Dear Professor Derman,
I graduated from Columbia last May. I took your seminar on FE important papers during my senior year and enjoyed it very much. I went to work at ***** doing things that have pretty much no relation to the things I learned in school. I am however still very interested in quantitative finance and it is something I like to read about and think about fairly often.
I am also very interested in economics in a more general sense. I am one of those people that still thinks people are rational and markets work. I know these are ideas that have fallen severely out of fashion, but it is the only thing that ever made any sense to me from a theoretical/analytical point of view. I don't mean to say that I don't believe in the experiments carried out by the behavioral economists, but I am yet to be convinced that these things can have any real effects in the aggregate. Having worked in at least one part of the financial industry for a little while, I can say that the approach to valuation and overall decision making seems pretty rational over here. I really don't think that we give higher valuations to a company on a given day simply because we just paid a high price for our lunch (That one was called anchoring, right?).
Lately I have been having certain doubts about some of the first principles on which so much of what I studied in school is built and I thought perhaps I would share them with you and you would have some interesting insight or comment.
Basically it boils down to the following: in most areas of economics, when I think of the first principles, it is a collection of assumptions that all make logical sense. Many of the variables are not directly observable, but we know the general form and it is something one would have a hard time refuting. For example, while I can't easily observe the demand curve for apples, i can safely say that it has to be "downward sloping"--If apples are more expensive I will buy less apples. That is simple and about as true as we can expect anything in the realm of human behavior to be.
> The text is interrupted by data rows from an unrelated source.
PR #1215, opened 2023-03-30
Temporary: Turn some of the T-formatting into functions

aradi:


bhourahine:
@aradi Do you want to add this to the 23.1 release?

PR #1219, opened 2023-04-08
API update of q0

bhourahine:
This PR enable updating for reference occupations of atoms for the non-shell-resolved DFTB model.

- [X] q0 get and set from Fortran API (atom resolved)
- [X] Recalculate on q0 update
- [X] Serial tester code
- [x] MPI tester
- [x] C bindings
- [x] Test cases


terminationshock:
So far, the layout of the API looks reasonable to me.

bhourahine:
@terminationshock We should probably discuss at the dev meeting:
1.  This updates the orbital reference, but there is an argument for instead working with the shell average reference.
2. The C API will be a bit messy as q0 is a multi-dimensional array, so extra calls for the dimensioning will be needed (and should it be passed as a 1D array or some attempt as a 2/3D array?).
3. In the case of original non-shell resolved DFTB, only a single number matters (effective Z), can we have some simpler way to deal with this special case?
Finally, for purposes like MD, we need to discuss driver strategies.

bhourahine:
Now non-shell resolved model calls

bhourahine:
@terminationshock should be done now, just on test. The tester in test/src/dftbp/api/mm/testers/test_mpic.c shows the layout of a C driven MPI calculation.

src/dftbp/api/mm/dftbplus.h
```diff
@@ -386,6 +406,48 @@ void dftbp_get_gross_charges(DftbPlus *instance, double *charges);
...
+
+
+/**
+ * Sets the net charge of the QM system.
+ *
+ * \param[inout] instance Handler of the DFTB+ instance.
+ *
+ * \param[in] charge of the system (+ve value being electron deficient)
+ */
+void dftbp_set_net_charge(DftbPlus *instance, double *charge);
```
terminationshock, line 436: What is the benefit in passing a pointer to the charge instead of the charge itself?

src/dftbp/api/mm/dftbplus.h
```diff
@@ -386,6 +406,48 @@ void dftbp_get_gross_charges(DftbPlus *instance, double *charges);
...
+/**
+ * Sets the net charge and spin of the QM system.
+ *
+ * \param[inout] instance Handler of the DFTB+ instance.
+ *
+ * \param[in] charge net charge of the system (+ve value being electron deficient)
+ *
+ * \param[in] spin unpaired spins of the system (+ve value being electron deficient)
+ */
+void dftbp_set_net_chargespin(DftbPlus *instance, double *charge, double *spin);
```
terminationshock, line 448: Same question here for `charge` and `spin`.

src/dftbp/api/mm/mmapi.F90
```diff
@@ -634,6 +648,101 @@ subroutine TDftbPlus_getCM5Charges(this, atomCharges)
...
+
+    call this%checkInit()
+
+    if (this%main%uniqHubbU%mHubbU > 1) then
+      call error("Reference charge call unsupported for shell resolved models")
+    end if
+    mOrb = this%main%orb%mOrb
+    nAtom = nrOfAtoms(this%main)
+    nSpin = this%main%nSpin
+    allocate(q0(mOrb, nAtom, nspin), source=0.0_dp)
```
terminationshock, line 671: Is it really necessary to initialize with zeros here?

test/src/dftbp/api/mm/testers/test_mpic.c
```diff
@@ -0,0 +1,135 @@
+/*------------------------------------------------------------------------------------------------*/
+/*  DFTB+: general package for performing fast atomistic simulations                              */
+/*  Copyright (C) 2006 - 2023  DFTB+ developers group                                             */
+/*                                                                                                */
+/*  See the LICENSE file for terms of usage and distribution.                                     */
+/*------------------------------------------------------------------------------------------------*/
+
+/**
+ * MPI parallel calculation via the API and checks the result
```
terminationshock, line 9: Thank you for this example!

src/dftbp/api/mm/mmapi.F90
bhourahine: Not really, but again the pattern is becoming common. The call below is intent out, so it's definitely irrelevant (I'll remove)
```suggestion
    allocate(q0(mOrb, nAtom, nspin))
```

test/src/dftbp/api/mm/testers/test_mpic.c
bhourahine: It doesn't do anything with coordinates, but the call prototype is in dftbplus.h

bhourahine:
@terminationshock changes from the comments now made (and since the net charge part of the API is removed, this also deals with the pointer comment).

src/dftbp/dftbplus/initprogram.F90
```diff
@@ -4150,16 +4150,30 @@ end subroutine initializeCharges
...
+
+    !> Reference 'neutral' charges for each atom orbital
+    real(dp), allocatable, intent(out) :: q0(:,:,:)
+
+    !> Shell resolved neutral reference
+    real(dp), allocatable, intent(out) :: qShell0(:,:)
+
     type(TWrappedInt1), optional, intent(in) :: customOccAtoms(:)
+
     real(dp), optional, intent(in) :: customOccFillings(:,:)
```
terminationshock, line 4174: It is probably worth documenting these optional arguments as well.

test/src/dftbp/api/mm/testers/test_intcharges.f90
```diff
@@ -0,0 +1,173 @@
...
+  real(dp) :: atomCharges(nAtom), cm5Charges(nAtom), atomMasses(nAtom)
+  real(dp) :: q0(nAtom)
+  type(fnode), pointer :: pRoot, pGeo, pHam, pDftb, pMaxAng, pSlakos, pAnalysis, pCm5
+  type(fnode), pointer :: pParserOpts
+
+  character(:), allocatable :: DftbVersion
+  integer :: major, minor, patch
+  integer :: ii
+
+  !integer :: devNull
```
terminationshock, line 55: Here are some commented-out lines in this file, which should be removed from my perspective.

test/src/dftbp/api/mm/testers/test_intcharges.f90
```diff
@@ -0,0 +1,173 @@
...
+
+  call getDftbPlusBuild(DftbVersion)
+  write(*,*)'DFTB+ build: ' // "'" // trim(DftbVersion) // "'"
+  call getDftbPlusApi(major, minor, patch)
+  write(*,"(1X,A,1X,I0,'.',I0,'.',I0)")'API version:', major, minor, patch
+
+  ! Note: setting the global standard output to /dev/null will also suppress run-time error messages
+  !open(newunit=devNull, file="/dev/null", action="write")
+  !call TDftbPlus_init(dftbp, outputUnit=devNull)
```
terminationshock, line 64: see other comment

terminationshock (commented):
Thanks again for these changes. Just some minor comments from my side.

src/dftbp/dftbplus/initprogram.F90
bhourahine: Done

test/src/dftbp/api/mm/testers/test_intcharges.f90
bhourahine: Done,  but were presumably originally intended as hints for implementers (they are preserved in test_extcharges.f90)

test/src/dftbp/api/mm/testers/test_intcharges.f90
bhourahine: Done

PR #1222, opened 2023-04-27
Steepest descent optimizer for new interface

vanderhe:
Introduces the steepest descent optimizer as fallback option, integrated into the new `GeometryOptimization{}` interface.


src/dftbp/geoopt/steepdesc.F90
```diff
@@ -7,199 +7,107 @@
...
-    !> minimizer object
-    type(TSteepDesc), intent(inout) :: this
+    @:ASSERT(nVar > 0)
+    @:ASSERT(size(mass) * 3 == nVar)
 
-    !> Point to start from
-    real(dp), intent(in) :: x0(:)
+    this%nVar = nVar
+    allocate(this%weight(nVar))
+    this%weight(:) = 0.5_dp * input%stepSize**2 / reshape(spread(mass, 1, 3), [nVar])
```
bhourahine, line 71: Any reason not to make the StepSize**2 / mass the optimizer argument? It's giving a step distance as length/force, but actually what probably beter is a quantity dimensioned as length/(dE/dx). There is also a question as to why scaling the coordinate system by inverse mass would be a better choice than mass or no scaling at all (the inverse mass means H atoms move further than heavier atoms in each step).

bhourahine (commented):
Some things to discuss...

src/dftbp/geoopt/steepdesc.F90
bhourahine: Possibly the simplest thing would be to set the compliance (i.e. inverse of stiffness) for the driver (i.e. proportionality between displacement and force). This quantity is dimensioned as length / force, so would  not be in mass weighted coordinates.

test/app/dftb+/geoopt/H2O_sd_old/dftb_in.hsd
```diff
@@ -0,0 +1,50 @@
...
+ O H
+     1    1    0.00000000000E+00  -0.10000000000E+01   0.00000000000E+00
+     2    2    0.00000000000E+00   0.00000000000E+00   0.78306400000E+00
+     3    2    0.00000000000E+00   0.00000000000E+00  -0.78306400000E+00
+}
+
+Driver = SteepestDescent {
+  StepSize = 100.0
+  MaxForceComponent = 1.0E-08
+  MaxSteps = 100
```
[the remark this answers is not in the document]
vanderhe: On my machine it needs 57 geometry steps to converge. Shall I loosen the convergence criterion then?

doc/dftb+/manual/dftbp.tex
```diff
@@ -458,6 +458,31 @@ \subsubsection{Optimiser: FIRE}
...
+  along the forces. The displacement $\delta x_i$ along the
+  $i^\mathrm{th}$ coordinate is given for each atom as $\delta x_i =
+  \frac{f_i}{2m}\delta t^2$, where $f_i$ is the appropriate force
+  component and $m$ is the mass of the atom.
+\end{description}
+
+\begin{verbatim}
+Driver = GeometryOptimization {
+  Optimizer = SteepestDescent {
+    StepSize = 100.0
```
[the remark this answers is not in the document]
vanderhe: Atomic time units I guess. The StepSize parameter is identical to the old SteepestDescent{} driver.

test/app/dftb+/geoopt/H2O_sd_old/dftb_in.hsd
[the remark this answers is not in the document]
bhourahine: It doesn't have to converge, only write a tag file which can be tested. Provided the quantities are robust to ~1e-6 between different machines (unless this is over-ridden) you could even just set the max number of iterations to something low.

src/dftbp/dftbplus/input/geoopt.F90
```diff
@@ -184,6 +189,24 @@ subroutine readOptTolerance(node, input)
...
+    type(fnode), pointer, intent(in) :: node
+
+    !> Control structure to be filled
+    type(TSteepDescInput), intent(out) :: input
+
+    type(fnode), pointer :: field
+    type(string) :: modifier
+
+    call getChildValue(node, "StepSize", input%stepSize, 100.0_dp, modifier=modifier, child=field)
+    call convertUnitHsd(char(modifier), timeUnits, field, input%stepSize)
```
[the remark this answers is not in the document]
vanderhe: The only reason I kept it is the old driver. We should discuss if we want to keep this StepSize or switch to something less cumbersome, especially since calculating the weights requires the masses and messes up the function signature(s).

test/app/dftb+/geoopt/H2O_sd_old/dftb_in.hsd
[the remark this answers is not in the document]
vanderhe: I see, I will adapt it.

src/dftbp/dftbplus/input/geoopt.F90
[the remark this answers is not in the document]
bhourahine: One for the next dev meeting. My quick test suggested the unweighted coordinates required fewer steps for H2O2, but the weighted ones were better for H2O.

src/dftbp/geoopt/steepdesc.F90
vanderhe: This would effectively be a single scalar, scaling the gradients right? Or a 1d array of weights?

test/app/dftb+/geoopt/H2O_sd_old/dftb_in.hsd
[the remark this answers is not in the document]
vanderhe: Number of steps reduced to ~20.

src/dftbp/geoopt/steepdesc.F90
vanderhe: Switched to single scaling factor.

vanderhe:
Rebased on main...

doc/dftb+/manual/dftbp.tex
```diff
@@ -458,6 +458,27 @@ \subsubsection{Optimiser: FIRE}
...
+  \kw{Scaling} & r &  & 1.0 & \\
+\end{ptable}
+\begin{description}
+\item[\is{Scaling}] Scaling factor of gradients.
+\end{description}
+
+\begin{verbatim}
+Driver = GeometryOptimization {
+  Optimizer = SteepestDescent {
+    Scaling = 1.0
```
bhourahine, line 476: Possible 'ScalingFactor' is clearer, or the old one uses 'StepSize'. Which of the three do you think is better?

bhourahine (commented):
Generally OK, but a couple of comments to discuss.

doc/dftb+/manual/dftbp.tex
vanderhe: From those three options I would probably choose ''ScalingFactor". I will adapt it.

doc/dftb+/manual/dftbp.tex
```diff
@@ -458,6 +458,27 @@ \subsubsection{Optimiser: FIRE}
 \end{verbatim}
 
 
+\subsubsection{Optimiser: SteepestDescent}
+\label{sec:dftbp.Optimiser.SteepestDescent}
+
+Steepest descent optimiser, that proposes displacements according to the (scaled) gradients.
```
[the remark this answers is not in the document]
vanderhe: Fixed

doc/dftb+/manual/dftbp.tex
```diff
@@ -458,6 +458,27 @@ \subsubsection{Optimiser: FIRE}
...
+
+\begin{ptable}
+  \kw{Scaling} & r &  & 1.0 & \\
+\end{ptable}
+\begin{description}
+\item[\is{Scaling}] Scaling factor of gradients.
```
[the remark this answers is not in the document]
vanderhe: Fixed

doc/dftb+/manual/dftbp.tex
vanderhe: Done

doc/dftb+/manual/dftbp.tex
```diff
@@ -458,6 +458,28 @@ \subsubsection{Optimiser: FIRE}
 \end{verbatim}
 
 
+\subsubsection{Optimiser: SteepestDescent}
+\label{sec:dftbp.Optimiser.SteepestDescent}
+
+Steepest descent optimiser, that proposes displacements according to the (scaled) gradient value.
+
+\begin{ptable}
+  \kw{ScalingFactor} & r &  & 1.0 & \\
```
bhourahine, line 467: Coded as a different value
```suggestion
  \kw{ScalingFactor} & r &  & 0.1 & \\
```

vanderhe: Yes, sorry for that. According to my testing (geoopt) a value of 1.0 performs quite well, so I would suggest to consistently switch it to 1.0 then. Let me fix that real quick.

vanderhe: Should be consistently set to 1.0 now.

bhourahine (approved):
LGTM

My issue comes when I try to think of first principles, or just the "form of first principles" in the area of quantitative finance. We have the law of no arbitrage and the efficient market hypothesis (both of which I think make a lot of logical sense, which I like), but those two alone don't really get you anywhere. We need some assumption for how asset prices evolve. And that is where I think things get murky. There is no logical explanation that gets us to Brownian motion or anything of the like. I can see an explanation for assuming some sort of evolution that is a "martingale", which can logically follow from the efficient market hypothesis (in fact, its almost like saying the same thing), but any assumption we make as far as the form of the distribution seems to come out of thin air. Sure, we can inform the guess with past data, but that does not seem theoretically rigorous. So I look at the entire paradigm of the mean-variance (or risk-return) approach to investing and I am left thinking: risk is not even well defined. Markowitz (or Bachelier) woke up one morning and said "these returns look normally distributed" and we started defining risk in terms of standard deviations, but that's just one random (pun not intended) guess!
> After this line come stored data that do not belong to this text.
PR #1225, opened 2023-05-03
Density Matrix Construction with GPU MAGMA

robagl9695:
Added the construction of the Density Matrix on the GPU employing MAGMA BLAS subroutines for complex and real cases.

### DIFF
--- a/src/dftbp/dftb/densitymatrix.F90
+++ b/src/dftbp/dftb/densitymatrix.F90
@@ -464,7 +464,6 @@ contains
   !> Make a regular density matrix for the real wave-function case in the GPU
   !> Note: In order to save memory, the eigenvectors (which should be intent(in) parameters) are
   !> overwritten and then restored again
-
   subroutine makeDensityMtxRealGPU(dm, eigenvecs, filling)
 
     !> the resulting nOrb*nOrb density matrix
@@ -593,10 +592,10 @@ contains
 
   end subroutine makeDensityMtxRealGPU
 
+
   !> Make a regular density matrix for the complex wave-function case in the GPU
   !> Note: In order to save memory, the eigenvectors (which should be intent(in) parameters) are
   !> overwritten and then restored again
-
   subroutine makeDensityMtxCmplxGPU(dm, eigenvecs, filling)
 
     !> the resulting nOrb*nOrb density matrix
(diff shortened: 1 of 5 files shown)


bhourahine (commented):
Could you add an entry to the CHANGELOG file, plus any appropriate edit to the AUTHORS.RST file.
Let me know if the kind(Int64) suggestions from @aradi  works, as this would make the changes a little simpler (and should work for any standard compliant compiler, instead of needing customisation for each one separately).

src/dftbp/dftb/densitymatrix.F90
```diff
@@ -446,4 +455,277 @@ end subroutine makeDensityMtxCplxBlacs
...
+    endif
+
+    call magmaf_queue_destroy( queue );
+
+  end subroutine makeDensityMtxRealGPU
+
+  !> Make a regular density matrix for the complex wave-function case in the GPU
+  !> Note: In order to save memory, the eigenvectors (which should be intent(in) parameters) are
+  !> overwritten and then restored again
+
```
bhourahine, line 599:
```suggestion
```

src/dftbp/dftb/densitymatrix.F90
```diff
@@ -446,4 +455,277 @@ end subroutine makeDensityMtxCplxBlacs
...
+#:if WITH_MAGMA
+!!!!!!!!!!!!!!!!!!!!!!!!!!!!!!!!!!
+!!!!!  MAGMA GPU routines    !!!!!                                                   
+!!!!!!!!!!!!!!!!!!!!!!!!!!!!!!!!!!
+
+  !> Make a regular density matrix for the real wave-function case in the GPU
+  !> Note: In order to save memory, the eigenvectors (which should be intent(in) parameters) are
+  !> overwritten and then restored again
+
```
bhourahine, line 467: Doxygen might have problems with the blank line between the comment and the associated routine
```suggestion
```

bhourahine (commented):
Just some trivial source formatting stuff

bhourahine:
I've just tested the regressions with intel 2021, and ctest -R GPU fails for the SiC_512_GPU case (but not the non-self-consistent one). I think this is an issue with the complex density matrix routine (as running it with a real matrix works, but making the problem slightly complex fails).

robagl9695:
Resubmitting pull request to include only real valued DM.

bhourahine:
Is the plan to open a new pull request? If so, could you squash the changes into one commit and also re-base on the main repository (git rebase in both cases).

robagl9695:
Hi Ben,

Yes, that's the idea. We have been trying to fix the convergence issues for
complex-valued DM.

However, real-valued DM cases work correctly. We plan to open a new pull
request for just the real-valued DM modification and then another pull
request with the complex-valued, once we fix it.

I will follow your instructions to do so.

Kind regards,

Roberto G.

PR #1200, opened 2023-02-27
Electronic Constraints

vanderhe:
Enables to impose constraints on the electronic ground state.

- [x] general CDFTB infrastructure
- [x] available constraints: atomic Mulliken populations
- [x] atomic gradients/stress tensor
- [x] re-check analytic against numerical gradients of artificial potential
- [x] documentation
- [x] possible barriers for unsupported extensions
- [x] wait for #1226
- [x] wait for #1222
- [x] regression tests
- [x] re-check atomic gradients/stress tensor

Caveats of current implementation:
- SCC-DFTB Hamiltonian re-build in every micro-iteration, although not necessary
- LC-DFTB Hamiltonian re-build in every micro-iteration, although not necessary
- allows for impossible targets, e.g. those that would violate the total number of electrons in the system

Adding constraints, e.g. non-colinear atomic shell spin, atomic shell orbital angular momentum, atomic shell projection of orbital angular momentum, atomic shell total angular momentum, atomic shell projection of angular momentum, ..., is straightforward.

PR #1226, opened 2023-05-04
Reset functionality for new optimizers

vanderhe:
Adds reset functionality to new optimizers, as required by #1200.

### DIFF
--- a/src/dftbp/geoopt/rationalfunc.F90
+++ b/src/dftbp/geoopt/rationalfunc.F90
@@ -5,6 +5,8 @@
 !  See the LICENSE file for terms of usage and distribution.                                       !
 !--------------------------------------------------------------------------------------------------!
 
+#:include 'common.fypp'
+
 !> Implementation of a rational function optimization procedure.
 !>
 !> The optimization problem is solved by determining the lowest eigensolution of the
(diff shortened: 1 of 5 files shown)


src/dftbp/geoopt/rationalfunc.F90
```diff
@@ -130,6 +135,30 @@ subroutine step(this, val, grad, displ)
...
 
+  !> Reset optimizer
+  subroutine reset(this)
+
+    !> Instance of geometry optimization driver
+    class(TRationalFunc), intent(inout) :: this
+
+    integer :: ii, nvar1, npvar, npvar1
+
+    nvar1 = this%nvar + 1
```
bhourahine, line 146: Could you add a comment as to why/what this is doing

bhourahine (approved):
Seems ready (see comment)

src/dftbp/geoopt/rationalfunc.F90
vanderhe: Better not, otherwise I would have to write something like "superfluous temporary integers". Jokes aside, I have removed the unnecessary lines, including the same copy&paste error in the step() function.

bhourahine:
I'll merge in a minute. At some point we'll need another PR to return errors upwards to main instead of calling error() internally.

And it feels like from then on it just gets worse. Will Sharpe came up with his Capital Asset Pricing Model (which we use at **** all the time, in its most simplistic form) and now it is part of the dogma that asset returns are linearly related to market returns. What is the logical basis to assume a linear relationship here? He could have just as easily assumed a cubic relationship (which will almost by definition fit past data better) and done the same work. His math would have probably gotten messier, but it is hard to find any merits to the linear assumption other than the fact that it is simple. I am all for simplicity, and perhaps if I asked Sharpe he'd tell me that was just a reasonable first approximation, but that is certainly not the way in which people use it now (maybe they are not so rational after all?).
Well, I think this e-mail is well past the point of "long enough". Maybe this is just me longing for the more intellectually challenging days of school, but as I said earlier, I have been struggling with these questions. I would greatly appreciate a response.